I have two vectors. I want to make a barplot of the first vector (simple enough, right). The twist is that every element of the second vector is the standard deviation for every element of the first vector (which itself is the average of 4 other values). How can I do that?
The vectors in question:
-4.6521175 0.145839723
1.1744100 0.342278694
-0.2581400 0.003776341
-0.3452675 0.073241199
-2.3823650 0.095008502
0.5625125 0.021627196
I.e., how can I add the elements of the second column vector as error bars to the corresponding elements in the first column vector?
Note: Before you ask, yes I did search extensively on this site and did a lot of googling, but my problem is a bit more specific, i.e. what I found didn't match what I needed.
An implementation with geom_bar
and geom_errorbar
of ggplot2
:
library(ggplot2)
ggplot(df, aes(x=row.names(df), y=V1)) +
geom_bar(stat="identity", fill="grey") +
geom_errorbar(aes(ymin = V1 - V2, ymax = V1 + V2), width=0.6) +
theme_classic()
this results in:
If you want to remove the numbers on the x-axis, you can add:
theme(axis.title.x=element_blank(),
axis.text.x=element_blank(),
axis.ticks.x=element_blank())
to your ggplot code.
Used data:
df <- read.table(text="-4.6521175 0.145839723
1.1744100 0.342278694
-0.2581400 0.003776341
-0.3452675 0.073241199
-2.3823650 0.095008502
0.5625125 0.021627196", header=FALSE)
In response to your comment, two possible solution when you want plot such a large number of bars:
1: Only include a selection of the axis-labels:
ggplot(df2, aes(x=as.numeric(row.names(df2)), y=V1)) +
geom_bar(stat="identity", fill="grey", width=0.7) +
geom_errorbar(aes(ymin = V1 - V2, ymax = V1 + V2), width=0.5) +
scale_x_continuous(breaks=c(1,seq(10,200,10)), expand=c(0,0)) +
theme_classic() +
theme(axis.text.x=element_text(size = 6, angle = 90, vjust = 0.5))
this gives:
As can be seen, it is not ideal to cram so many bars in a plot. See therefore alternative 2.

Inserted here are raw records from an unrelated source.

PR #173, opened 2015-05-08
(try to) detect --skip-build, and do not cleanup the previous build

### LINKED ISSUE #172: Cannot build fedora rpm - setup.py cleans up build
The canonical way python rpms are made in Fedora is:
~~~~~
%build
%{__python2} setup.py build

%install
%{__python2} setup.py install --skip-build --root %{buildroot}
~~~~~
This breaks with vsc-base because the first thing the install line does is cleanup the build:
~~~~~
+ /usr/bin/python2 setup.py install --skip-build --root /export/home/orion/redhat/BUILDROOT/python-vsc-base-2.2.0-1.fc21.x86_64
cleanup build
~~~~~
I can workaround by dropping --skip-build, but it would be nice if this was supported.

stdweird:
Fixes #172

### DIFF
--- a/lib/vsc/install/shared_setup.py
+++ b/lib/vsc/install/shared_setup.py
@@ -268,7 +268,20 @@ def build_setup_cfg_for_bdist_rpm(target):
 def action_target(target, setupfn=setup, extra_sdist=[]):
     # EXTRA_SDIST_FILES.extend(extra_sdist)
 
-    cleanup()
+    do_cleanup = True
+    try:
+        # very primitive check for install --skip-build
+        # in that case, we don't mind "leftover build";
+        # it's probably intentional
+        install_ind=sys.argv.index('install')
+        build_skip=sys.argv.index('--skip-build')
+        if build_skip > install_ind:
+            do_cleanup = False
+    except ValueError:
+        pass
+
+    if do_cleanup:
+        cleanup()
 
     build_setup_cfg_for_bdist_rpm(target)
     x = parse_target(target)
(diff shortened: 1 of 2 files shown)


lib/vsc/install/shared_setup.py
```diff
@@ -268,7 +268,20 @@ def build_setup_cfg_for_bdist_rpm(target):
...
 
-    cleanup()
+    do_cleanup = True
+    try:
+        # very primitive check for install --skip-build
+        # in that case, we don't mind "leftover build";
+        # it's probably intentional
+        install_ind=sys.argv.index('install')
+        build_skip=sys.argv.index('--skip-build')
+        if build_skip > install_ind:
```
boegel: why does order matter at all?

boegel:
missing version bump

lib/vsc/install/shared_setup.py
stdweird: as the comment above says, it's a very primitive check to see if the `--skip-build` is an `install` option

lib/vsc/install/shared_setup.py
```diff
@@ -268,7 +268,20 @@ def build_setup_cfg_for_bdist_rpm(target):
...
     # EXTRA_SDIST_FILES.extend(extra_sdist)
 
-    cleanup()
+    do_cleanup = True
+    try:
+        # very primitive check for install --skip-build
+        # in that case, we don't mind "leftover build";
+        # it's probably intentional
+        install_ind=sys.argv.index('install')
+        build_skip=sys.argv.index('--skip-build')
```
boegel: style: ` = ` (spaces), otherwise good to go I guess (I can't think of a better way unless changing the `setup.py` significantly more)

2: Create a grouping variable which you can use for creating facets:
df2$id <- rep(letters[1:20], each=10)
ggplot(df2, aes(x=as.numeric(row.names(df2)), y=V1)) +
geom_bar(stat="identity", fill="grey", width=0.7) +
geom_errorbar(aes(ymin = V1 - V2, ymax = V1 + V2), width=0.5) +
scale_x_continuous(breaks=as.numeric(row.names(df2))) +
facet_wrap(~ id, scales = "free_x") +
theme_bw() +
theme(axis.text.x=element_text(angle = 90, vjust = 0.5))
this gives:
Used data for the two last examples:
df2 <- data.frame(V1=sample(df$V1, 200, replace=TRUE),
V2=sample(df$V2, 200, replace=TRUE))
I personally like arrows()
best for this kind of graphic:
df <- data.frame(bar = c(-4.6521175, 1.1744100, -0.2581400, -0.3452675, -2.3823650, 0.5625125),
error = c(0.145839723, 0.342278694, 0.003776341, 0.073241199, 0.095008502, 0.021627196))
foo <- barplot(df$bar,ylim=c(-6,2),border=NA)

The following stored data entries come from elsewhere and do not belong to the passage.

PR #174, opened 2015-05-12
Empty body fix

itkovian:
Functions must not have an empty body?

### DIFF
--- a/setup.py
+++ b/setup.py
@@ -52,7 +52,7 @@ shared_setup.SHARED_TARGET.update({
 
 PACKAGE = {
     'name': 'vsc-base',
-    'version': '2.2.1',
+    'version': '2.2.2',
     'author': [sdw, jt, ag, kh],
     'maintainer': [sdw, jt, ag, kh],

arrows(x0=foo,y0=df$bar+df$error,y1=df$bar-df$error,angle=90,code=3,length=0.1)
Two details:
border=NA
in barplot()
removes the borders around the bars, so you can actually see the error whiskers around the third bar. Since the third error is so small, the whisker lies pretty much on top of the bar border.
I used the length
parameter in arrows()
to reduce the width of the horizontal whiskers, which is especially relevant if we have larger numbers of bars. The default is length=0.25
.
However, note that "dynamite plots" have major disadvantages. You write that your data come from just four raw points for each bar. In such a case it would almost certainly be better to just plot a (jittered) dotplot of your raw data.